START Given data

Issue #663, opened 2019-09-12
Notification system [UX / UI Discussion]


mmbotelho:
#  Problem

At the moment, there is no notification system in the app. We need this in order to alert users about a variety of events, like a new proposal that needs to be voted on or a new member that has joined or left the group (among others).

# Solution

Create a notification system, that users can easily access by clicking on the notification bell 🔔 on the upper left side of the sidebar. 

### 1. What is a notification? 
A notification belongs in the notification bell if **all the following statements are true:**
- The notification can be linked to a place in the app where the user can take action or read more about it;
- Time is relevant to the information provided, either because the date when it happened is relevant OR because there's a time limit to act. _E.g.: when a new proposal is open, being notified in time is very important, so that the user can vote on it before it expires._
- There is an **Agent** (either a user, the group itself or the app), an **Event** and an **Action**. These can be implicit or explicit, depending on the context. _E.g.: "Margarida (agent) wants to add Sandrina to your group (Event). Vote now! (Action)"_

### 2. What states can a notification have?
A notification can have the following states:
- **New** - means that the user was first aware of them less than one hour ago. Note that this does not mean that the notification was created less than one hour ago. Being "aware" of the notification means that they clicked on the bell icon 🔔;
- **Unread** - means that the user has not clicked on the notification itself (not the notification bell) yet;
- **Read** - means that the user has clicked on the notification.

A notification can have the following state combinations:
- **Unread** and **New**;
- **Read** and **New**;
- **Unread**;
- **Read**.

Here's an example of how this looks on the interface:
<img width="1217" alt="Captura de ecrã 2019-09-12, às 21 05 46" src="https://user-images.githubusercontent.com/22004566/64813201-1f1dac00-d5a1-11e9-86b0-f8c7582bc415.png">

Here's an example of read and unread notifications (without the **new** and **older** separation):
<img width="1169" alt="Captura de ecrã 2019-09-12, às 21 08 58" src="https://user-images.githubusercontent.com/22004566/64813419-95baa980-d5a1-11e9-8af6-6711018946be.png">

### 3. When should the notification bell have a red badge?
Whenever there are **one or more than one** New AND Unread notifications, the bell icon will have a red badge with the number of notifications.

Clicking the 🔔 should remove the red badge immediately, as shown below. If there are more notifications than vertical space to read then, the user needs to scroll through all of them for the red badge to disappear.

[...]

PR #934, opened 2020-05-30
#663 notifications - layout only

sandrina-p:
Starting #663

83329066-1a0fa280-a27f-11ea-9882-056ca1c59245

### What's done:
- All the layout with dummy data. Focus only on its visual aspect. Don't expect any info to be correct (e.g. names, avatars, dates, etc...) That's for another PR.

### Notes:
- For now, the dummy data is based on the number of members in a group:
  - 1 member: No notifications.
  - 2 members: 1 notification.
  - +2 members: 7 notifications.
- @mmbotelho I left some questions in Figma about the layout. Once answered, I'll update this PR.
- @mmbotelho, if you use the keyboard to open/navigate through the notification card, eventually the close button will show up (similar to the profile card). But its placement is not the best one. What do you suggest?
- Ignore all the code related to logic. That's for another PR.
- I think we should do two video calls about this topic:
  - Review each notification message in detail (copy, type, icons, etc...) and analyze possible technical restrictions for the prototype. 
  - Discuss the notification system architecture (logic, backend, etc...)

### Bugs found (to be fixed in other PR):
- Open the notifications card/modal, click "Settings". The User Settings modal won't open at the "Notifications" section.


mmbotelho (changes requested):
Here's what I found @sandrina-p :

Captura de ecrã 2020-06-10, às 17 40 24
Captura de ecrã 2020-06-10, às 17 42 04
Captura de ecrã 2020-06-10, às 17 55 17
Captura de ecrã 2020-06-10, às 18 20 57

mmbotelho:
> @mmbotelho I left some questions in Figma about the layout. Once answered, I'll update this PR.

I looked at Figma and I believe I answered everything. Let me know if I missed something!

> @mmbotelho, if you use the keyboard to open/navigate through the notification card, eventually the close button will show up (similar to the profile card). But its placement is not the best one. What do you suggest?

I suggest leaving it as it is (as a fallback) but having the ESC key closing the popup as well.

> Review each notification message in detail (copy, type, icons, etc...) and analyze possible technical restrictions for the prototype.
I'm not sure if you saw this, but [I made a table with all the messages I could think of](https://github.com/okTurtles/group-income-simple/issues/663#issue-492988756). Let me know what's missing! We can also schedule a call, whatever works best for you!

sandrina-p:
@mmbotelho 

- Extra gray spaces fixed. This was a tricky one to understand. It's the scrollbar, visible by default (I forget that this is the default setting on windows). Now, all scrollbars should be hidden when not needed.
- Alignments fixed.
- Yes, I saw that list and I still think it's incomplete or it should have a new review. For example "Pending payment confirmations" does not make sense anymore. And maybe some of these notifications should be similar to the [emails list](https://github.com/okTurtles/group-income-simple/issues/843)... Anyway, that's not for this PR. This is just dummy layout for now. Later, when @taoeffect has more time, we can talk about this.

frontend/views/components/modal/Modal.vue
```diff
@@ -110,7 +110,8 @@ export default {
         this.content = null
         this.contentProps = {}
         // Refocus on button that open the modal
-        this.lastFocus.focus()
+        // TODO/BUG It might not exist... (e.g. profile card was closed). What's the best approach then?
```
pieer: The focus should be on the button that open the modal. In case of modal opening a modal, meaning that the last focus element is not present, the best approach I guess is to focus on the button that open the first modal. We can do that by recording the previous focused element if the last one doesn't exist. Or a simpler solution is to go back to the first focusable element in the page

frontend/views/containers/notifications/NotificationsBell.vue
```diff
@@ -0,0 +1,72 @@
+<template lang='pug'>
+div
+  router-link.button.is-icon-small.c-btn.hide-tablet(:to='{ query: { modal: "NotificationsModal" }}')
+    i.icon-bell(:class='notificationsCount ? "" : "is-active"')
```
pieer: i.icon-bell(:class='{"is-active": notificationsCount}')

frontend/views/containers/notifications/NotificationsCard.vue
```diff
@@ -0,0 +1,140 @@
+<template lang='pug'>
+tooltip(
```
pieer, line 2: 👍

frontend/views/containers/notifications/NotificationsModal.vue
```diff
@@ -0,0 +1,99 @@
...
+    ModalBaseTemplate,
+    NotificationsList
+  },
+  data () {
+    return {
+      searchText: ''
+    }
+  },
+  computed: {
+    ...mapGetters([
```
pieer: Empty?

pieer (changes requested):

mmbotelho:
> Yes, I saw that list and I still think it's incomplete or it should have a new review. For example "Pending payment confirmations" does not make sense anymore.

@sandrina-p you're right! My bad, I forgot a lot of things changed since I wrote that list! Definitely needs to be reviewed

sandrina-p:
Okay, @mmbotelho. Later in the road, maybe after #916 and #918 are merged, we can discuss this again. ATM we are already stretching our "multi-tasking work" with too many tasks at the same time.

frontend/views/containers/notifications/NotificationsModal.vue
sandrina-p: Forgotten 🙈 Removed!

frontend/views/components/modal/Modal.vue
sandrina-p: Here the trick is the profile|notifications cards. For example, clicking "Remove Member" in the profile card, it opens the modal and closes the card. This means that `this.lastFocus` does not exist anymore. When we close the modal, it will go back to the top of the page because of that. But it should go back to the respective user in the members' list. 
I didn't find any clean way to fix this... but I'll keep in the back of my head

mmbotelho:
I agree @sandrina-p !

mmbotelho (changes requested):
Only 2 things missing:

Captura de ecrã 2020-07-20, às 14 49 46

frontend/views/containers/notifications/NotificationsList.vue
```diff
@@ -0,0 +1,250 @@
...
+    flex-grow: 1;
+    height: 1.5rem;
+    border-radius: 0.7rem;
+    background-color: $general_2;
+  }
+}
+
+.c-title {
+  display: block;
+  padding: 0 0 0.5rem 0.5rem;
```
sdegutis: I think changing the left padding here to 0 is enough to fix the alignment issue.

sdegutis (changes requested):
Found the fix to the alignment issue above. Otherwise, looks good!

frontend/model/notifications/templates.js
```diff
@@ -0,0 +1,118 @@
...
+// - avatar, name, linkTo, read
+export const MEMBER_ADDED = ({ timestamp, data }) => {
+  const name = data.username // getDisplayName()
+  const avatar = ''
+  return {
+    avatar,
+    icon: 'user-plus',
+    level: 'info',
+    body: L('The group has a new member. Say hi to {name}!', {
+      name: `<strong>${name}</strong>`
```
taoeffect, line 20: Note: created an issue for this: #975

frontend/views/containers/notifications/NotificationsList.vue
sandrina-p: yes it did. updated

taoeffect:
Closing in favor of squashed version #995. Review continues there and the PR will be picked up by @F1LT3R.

END Given data
START Given data

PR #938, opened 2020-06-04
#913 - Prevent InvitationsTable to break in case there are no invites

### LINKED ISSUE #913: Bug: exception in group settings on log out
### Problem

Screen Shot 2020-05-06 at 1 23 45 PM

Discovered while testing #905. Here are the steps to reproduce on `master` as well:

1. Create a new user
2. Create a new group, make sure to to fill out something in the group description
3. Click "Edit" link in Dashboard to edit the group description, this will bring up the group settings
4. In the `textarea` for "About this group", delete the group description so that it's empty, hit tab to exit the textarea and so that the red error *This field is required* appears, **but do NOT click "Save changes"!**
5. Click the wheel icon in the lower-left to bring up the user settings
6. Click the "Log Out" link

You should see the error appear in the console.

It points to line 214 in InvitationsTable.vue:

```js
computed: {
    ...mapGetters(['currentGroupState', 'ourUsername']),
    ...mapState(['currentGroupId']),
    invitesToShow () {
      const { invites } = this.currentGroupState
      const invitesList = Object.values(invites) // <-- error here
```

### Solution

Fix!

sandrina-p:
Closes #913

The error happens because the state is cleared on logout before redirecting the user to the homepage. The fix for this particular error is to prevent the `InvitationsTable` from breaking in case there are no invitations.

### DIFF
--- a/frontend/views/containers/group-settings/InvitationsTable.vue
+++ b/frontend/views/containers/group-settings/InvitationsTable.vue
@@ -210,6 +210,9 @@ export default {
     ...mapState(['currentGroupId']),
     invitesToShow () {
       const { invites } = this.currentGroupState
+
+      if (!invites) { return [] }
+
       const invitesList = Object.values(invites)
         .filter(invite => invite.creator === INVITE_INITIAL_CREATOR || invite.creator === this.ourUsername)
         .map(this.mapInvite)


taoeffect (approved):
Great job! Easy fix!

END Given data
START Given data

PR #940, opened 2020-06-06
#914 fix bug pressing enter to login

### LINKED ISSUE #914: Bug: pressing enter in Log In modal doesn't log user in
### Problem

END Given data

(Task item)
Your task is to retype the entries verbatim, starting with the line that holds "Issue #663, opened 2019-09-12" and stopping after the line that holds "- The notification".

(Response)
Issue #663, opened 2019-09-12
Notification system [UX / UI Discussion]


mmbotelho:
#  Problem

At the moment, there is no notification system in the app. We need this in order to alert users about a variety of events, like a new proposal that needs to be voted on or a new member that has joined or left the group (among others).

# Solution

Create a notification system, that users can easily access by clicking on the notification bell 🔔 on the upper left side of the sidebar. 

### 1. What is a notification? 
A notification belongs in the notification bell if **all the following statements are true:**
- The notification can be linked to a place in the app where the user can take action or read more about it;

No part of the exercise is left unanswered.